The mission of any transit agency is to get as many people as possible on board, to where they need to go. At its essence, fare enforcement's job contradicts that mission: its purpose is to keep people who won't or can't pay fare off trains and buses.
That contradiction is trouble for low-income riders. Transit is crucial for working class people, or people in poverty, but it's exactly those groups that are most likely to try to dodge fares. At the end of a paycheck, low-income riders might need to choose between food or transit, but they might then need to ride the bus to a faraway grocery store.
The choice can become more than a hassle: impeding low-income riders' access to high quality transit makes poverty harder to escape. If reliable, frequent transit isn't available, arriving on time to work becomes difficult-which can get a worker fired. Delays are especially costly for working parents: many child care programs have punitive, compounding fees if children aren't picked up on time at the end of the day.

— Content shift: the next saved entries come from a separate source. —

PR #6974, opened 2025-12-26
fixed sneak pressed

leolee3914:
### Related issues & PRs
Related to #6867 

https://github.com/pmmp/PocketMine-MP/pull/6867/files#diff-f405c0ec75b0721cb66a250d6938b9267fd68285ffa443dfe8e0e156afac04e0R229

if both START_SNEAKING and STOP_SNEAKING are always false, any changes of SNEAKING is never handled and Player->isSneakPressed() is never changed
this happened when a player is holding shift to enter a 1.5 block space and then release shift

### API changes

~~`Player->toggleSneak(bool $sneak, bool $sneakPressed = true) : bool` -> `Player->toggleSneak(?bool $sneak, bool $sneakPressed = true) : bool`~~

## Tests

i just tested the 4 states on #6548 with my own branch and haven't tested for PlayerToggleSneakEvent

### DIFF
--- a/src/player/Player.php
+++ b/src/player/Player.php
@@ -2106,7 +2106,7 @@ class Player extends Human implements CommandSender, ChunkListener, IPlayer, Nev
 		}
 		$this->setSneakPressed($sneakPressed);
 
-		$ev = new PlayerToggleSneakEvent($this, $sneak ?? $this->sneaking, $sneakPressed);
+		$ev = new PlayerToggleSneakEvent($this, $sneak, $sneakPressed);
 		if(!$sneakChanged){
 			$ev->cancel();
 		}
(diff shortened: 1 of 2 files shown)


src/player/Player.php
```diff
@@ -2092,22 +2092,25 @@ public function toggleSprint(bool $sprint) : bool{
 		return true;
 	}
 
-	public function toggleSneak(bool $sneak, bool $sneakPressed = true) : bool{
-		if($sneak === $this->sneaking && $sneakPressed === $this->sneakPressed){
+	public function toggleSneak(?bool $sneak, bool $sneakPressed = true) : bool{
```
dktapps: I don't think we should be changing this signature, especially not on the stable branch. You could do `?? $this->player->isSneaking()` in the packet handler instead, that should be sufficient and shouldn't require any changes to `Player`

dktapps (changes requested):
I see the issue, but I think the fix can be simplified

dktapps (dismissed):
Will need to test this myself to verify, but this looks good to me

dktapps:
Thanks!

A citation from fare enforcement can also kick off a financial crisis for low-income riders. That dovetails with a growing body of scholarship and reporting that demonstrates that even the smallest legal fees and fines can spark a financial crisis for people in poverty.
Aaron Hill got a citation from fare enforcement officers on the Rapid Ride D line. He was homeless at the time. Hill had only a few dollars, so he didn't pay his fare. The officers fined Hill and gave him a formal citation. Hill didn't pay the initial fine, because he already owed creditors other outstanding debts, and couldn't pay.
"I was working for a while at the Millionaires' Club, saving up all my money for an apartment," Hill says. "I'd been saving up my money in a Wells Fargo bank account for a while, and I had about $1,600. I get this email notice: 'your bank account is now at zero.' I went down to the bank, and I find out that there's a court order. Some creditor seized my bank account."
"So now I have literally no money whatsoever. For a homeless person, you're already at the lowest of the low, and you're just going to pile on another headache-it just doesn't make any sense to me."
Hill was saving for an apartment, but when his bank account was garnished he ran out of money. With no funds, and an already low credit score further damaged by the fare enforcement fee's move to collections, Hill struggled to find a landlord that would rent him an apartment. Hill says the financial crisis also worsened his existing mental health problems.
Hill's experience is not unusual. According to the auditor's report, "people experiencing homelessness or housing instability received nearly 25 percent of citations between 2015 and 2017" on RapidRide buses.
In part two, we'll look at how fare enforcement intersects with racial bias.
This post has been corrected: the April 2018 report was prepared by the King County Auditor, not Metro.